In fact I found a basic working example in a post from edmunds and have developed this on to meet requirements and now have it running on a 20M2.

The bitmaps for the character fonts together with some standard messages and ssd1306 op codes all sit nicely in the 512 byte table.

There are a few tweaks still required such as formatting to centre or left justify messages and support some graphics beyond bitmapped splash screens but with around half the memory still available this looks eminently feasible.

Unfortunately the 20x2 memory configuration seems less suited to the project due to the smaller table size (unless you know otherwise) but would have been better with its inbuilt 64mhz speed.

However this demonstrates how great the picaxe chip and picaxe forum are as I never succeeded in getting this working on certain ssd1306 based oled displays / esp8266 / esp32 combinations even after tracking down and chatting with one of the original contributors to the arduino based libraries with their thousands of lines of horrible c / c++ code!

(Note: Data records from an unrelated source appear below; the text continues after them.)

PR #498, opened 2021-05-18
chore: Add GH action to check for dependency vulnerabilities 

nguyen102:
Issue #, if available:

Description of changes:
This adds a check during PRs that checks for any security vulnerabilities in our dependencies. The threshold for when the check would fail is set at greater than 2 for  "High severity" vulnerabilities or greater than 0 for "Critical severity" vulnerabilities. 

The limit is set at 2 because I was unable to bring the total lower than 2 as a part of this task.

This PR also include update to our dependencies that brought the number of High vulnerabilities from 7 to 2. 

**Testing Done**
* Successfully launched and access these workspaces
    * linux
    * emr
    * rstudio
    * sagemaker
    * windows
* Also able to mount study to workspace and edit the study
* Integration test passes

You can see an example of the check here
https://github.com/awslabs/service-workbench-on-aws/pull/498/checks?check_run_id=2621811483

Click into the section "Check dependencies for vulnerabilities"

Checklist:

AS review ticket id:


scripts/check-dependency-vulnerabilities.sh
```diff
@@ -0,0 +1,22 @@
...
+pnpm audit --json --audit-level high --prod > audit-results.json
+high_vul=$(cat audit-results.json | jq '.metadata.vulnerabilities.high')
+critical_vul=$(cat audit-results.json | jq '.metadata.vulnerabilities.critical')
+
+high_vul_threshold=2
+critical_vul_threshold=0
+printf "\nHigh vulnerabilities threshold set at $high_vul_threshold\n"
+echo "Critical vulnerabilities threshold set at $critical_vul_threshold"
+
+if (($high_vul > $high_vul_threshold)) || (($critical_vul > critical_vul_threshold)); then
```
SanketD92, line 15: PR description mentions "_fail is set at 2 or greater "High severity" vulnerabilities_". 
From the code, looks like it would only fail for greater than 2. Is that right?

nguyen102: Yep, you're right. It's greater than 2. I'll update that in the PR description.

SanketD92 (approved):
LGTM

PR #502, opened 2021-05-21
fix: add termination status for non-found workspaces

rsmayda:
Description of changes:

- In the situation that a instance from the AWS console is no longer able to be found from SWB but within SWB it is in a non-terminal state -> we want to put that workspace into "FAILED" status

Checklist:


addons/addon-base-raas/packages/base-raas-services/lib/environment/service-catalog/environment-sc-service.js
```diff
@@ -210,26 +222,16 @@ class EnvironmentScService extends Service {
...
-          sagemakerUpdated[key] = {
-            ddbID: existingEnvRecord.id,
-            currentStatus: expectedDDBStatus,
-            staleStatus: existingEnvRecord.status,
-          };
-        } catch (e) {
-          this.log.error(`Error updating record ${existingEnvRecord.id}`);
-          this.log.error(e);
-        }
+        updateStatusResult = await this.updateDDBStatus(requestContext, existingEnvRecord, expectedDDBStatus);
```
nguyen102: Looks like there is an opportunity to DRY the code between here and the `pollAndSyncEc2Status` method.

nguyen102 (approved):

I have even found a use for a parallel processing fractal optimizer which never solved the astrodynamics problem it was originally created for but has successfully compressed the font table from around 400 bytes down to just 46 although 100 in total including the integer only expansion algorithms and a patch table so multiple fonts a la arduino version seem do-able. Of course a more sensible solution would be to hold them in an external eeprom.

Many thanks for the inspiration from your rotary encoder / picaxe based dimmer project without which I would never have discovered the humble but very capable picaxe.